Collected data entries

PR #2550, opened 2020-08-16
More performance improvements

mathewc:
See associated Functions Host PR: https://github.com/Azure/azure-functions-host/pull/6513


src/Microsoft.Azure.WebJobs.Host/Executors/FunctionExecutor.cs
```diff
@@ -79,94 +70,52 @@ public HostOutputMessage HostOutputMessage
...
         }
 
-        public async Task<IDelayedException> TryExecuteAsync(IFunctionInstance instance, CancellationToken cancellationToken)
+        public async Task<IDelayedException> TryExecuteAsync(IFunctionInstance functionInstance, CancellationToken cancellationToken)
         {
-            bool ownsInstance = false;
-
-            if (!(instance is IFunctionInstanceEx functionInstance))
-            {
-                functionInstance = new FunctionInstanceWrapper(instance, _serviceScopeFactory);
```
mathewc, line 88: Removed this wrapper type completely. One less object creation on the invoke path.

src/Microsoft.Azure.WebJobs.Host/Executors/FunctionExecutor.cs
```diff
@@ -79,94 +70,52 @@ public HostOutputMessage HostOutputMessage
...
                     parameterHelper.Initialize();
-                    functionStartedMessageId = await ExecuteWithLoggingAsync(functionInstance, functionStartedMessage, instanceLogEntry, parameterHelper, logger, cancellationToken);
-                    functionCompletedMessage = CreateCompletedMessage(functionStartedMessage);
+                    functionStartedMessageId = await ExecuteWithLoggingAsync(functionInstanceEx, functionStartedMessage, instanceLogEntry, parameterHelper, logger, cancellationToken);
                 }
                 catch (Exception exception)
                 {
-                    if (functionCompletedMessage == null)
-                    {
-                        functionCompletedMessage = CreateCompletedMessage(functionStartedMessage);
```
mathewc, line 130: Removed this object creation, which was just a copy of all the data that was already in the started message. A FunctionCompletedMessage "isa" FunctionStartedMessage, so above when creating the started message I just create an instance of the latter.

src/Microsoft.Azure.WebJobs.Host/Executors/FunctionExecutor.cs
```diff
@@ -258,9 +207,6 @@ internal static async Task HandleExceptionAsync(TimeoutAttribute timeout, Except
 
                 using (functionCancellationTokenSource)
                 {
-                    // This allows the FunctionOutputLogger to grab the TextWriter created by the IFunctionOutput. This enables user ILogger
```
mathewc, line 261: Just moved this comment into the method for readability

src/Microsoft.Azure.WebJobs.Host/Executors/FunctionExecutor.cs
```diff
@@ -276,29 +222,26 @@ internal static async Task HandleExceptionAsync(TimeoutAttribute timeout, Except
                         await parameterHelper.BindAsync(instance.BindingSource, valueBindingContext);
                     }
 
-                    Exception invocationException = null;
-                    ExceptionDispatchInfo exceptionInfo = null;
+                    // Log started events
                     string startedMessageId = null;
-                    using (parameterHelper)
```
mathewc, line 282: There's already a using statement for the parameter helper earlier in the call stack

src/Microsoft.Azure.WebJobs.Host/Executors/IMethodInvoker.cs
```diff
@@ -5,7 +5,7 @@
 
 namespace Microsoft.Azure.WebJobs.Host.Executors
 {
-    internal interface IMethodInvoker<TReflected, TReturnValue>
+    public interface IMethodInvoker<TReflected, TReturnValue>
```
mathewc, line 8: Exposing the method invoker factory publically so Functions Host can use compiled lambdas rather than reflection to invoke methods, just like the SDK does. See the associated Host PR

src/Microsoft.Azure.WebJobs.Host/Executors/TaskMethodInvoker.cs
```diff
@@ -18,55 +17,7 @@ public TaskMethodInvoker(Func<TReflected, object[], Task<TReturnType>> lambda)
 
         public Task<TReturnType> InvokeAsync(TReflected instance, object[] arguments)
         {
-            Task<TReturnType> task = _lambda.Invoke(instance, arguments);
-            ThrowIfWrappedTaskInstance(task);
-            return task;
-        }
-
-        private static void ThrowIfWrappedTaskInstance(Task task)
```
mathewc, line 26: If someone were to return a nested task, it just won't work like they expect. I don't think checking for this on every invocation is warranted.

src/Microsoft.Azure.WebJobs.Host/Indexers/FunctionIndex.cs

- What to work on -
Gather each line from the entries above that includes the word "like".

- Written answer -
mathewc, line 8: Exposing the method invoker factory publically so Functions Host can use compiled lambdas rather than reflection to invoke methods, just like the SDK does. See the associated Host PR
mathewc, line 26: If someone were to return a nested task, it just won't work like they expect. I don't think checking for this on every invocation is warranted.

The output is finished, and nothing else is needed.